JavaScript Task Runners and Bower Components

by | Oct 5, 2015

For this article, I will assume you have, at least, some basic knowledge of what a Task Runner is and how to use them. There are a couple of different flavors out there, including Gulp and Grunt, but for this example, I will be employing Gulp to show you how I use it in my day-to-day tasks of UI design and rapid-prototyping. More importantly, I will show how I use Gulp in accompaniment with Bower to help manage project dependencies.

Gulp-bower in a nutshell

Gulp-bower is a Bower component dependency manager, which automatically downloads and installs your Bower dependencies, found in the project’s bower.json file, directly from the terminal via a Gulp task command.

Use Case

Here at Sourcetoad we often need to hand our work off to another person in the team to either bring it to the final stages or to simply have that team member apply their expertise where needed. For this to work smoothly we prefer our projects to be self-contained, small in file size and shared in a repository. Ideally, we would not want to include all of our Bower dependencies in the repository as it could become very heavy. To help keep file size low, I use the Gulp-bower plugin to make setting up the project and installing dependencies locally, less of a headache.

Let’s Get Started

We start by setting up our gulpFile.js, which begins with this very simple JavaScript snippet.

var gulp = require('gulp');

Next, we will want to add all of our required Gulp plugins, which, in this case we are only using one, the Gulp-bower plugin.

var bower = require('gulp-bower');

We then create our Gulp task, which will find our bower development dependencies found in bower.json, and install them into the default Bower components directory.

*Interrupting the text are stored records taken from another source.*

PR #2406, opened 2024-07-01
qLogNEI **kwargs removal

hvarfner:
Summary: Removed the ability for qLogNEI to swallow unused kwargs.

Differential Revision: D59238948


saitcakmak:
The docs failure is unrelated and should be fixed by a diff that just landed.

In this case, the default directory found in ./.bowerrc or ./bower_components when no .bowerrc can be found.

gulp.task('bower', function() {

    return bower()



Alternatively, we might want to install our dependencies into a custom directory, which, can be done by setting up the task like so:

gulp.task('bower', function() {  

    return bower('./my_bower_components')



Notice how all we have to do is pass in our preferred directory to the default bower() function call.

return bower('./my_bower_components')

Finally, we create a custom run script called ‘setup’, which will run the default Bower install command and in turn download and install all of our Bower development dependencies.

gulp.task('setup', ['bower']);

In conclusion, to quickly have a project set up and running locally, all we are required to do is install Gulp and the Gulp dependencies included with the project, typically found in the repository readme file, and then run:

$ gulp setup;

So as you might begin to see, using Gulp with Bower components can make working on team projects quicker, faster, and easier to maintain. By managing development dependencies, such as Bower components, with a Task Runner like Gulp we can skip right to the fun part, and get to work.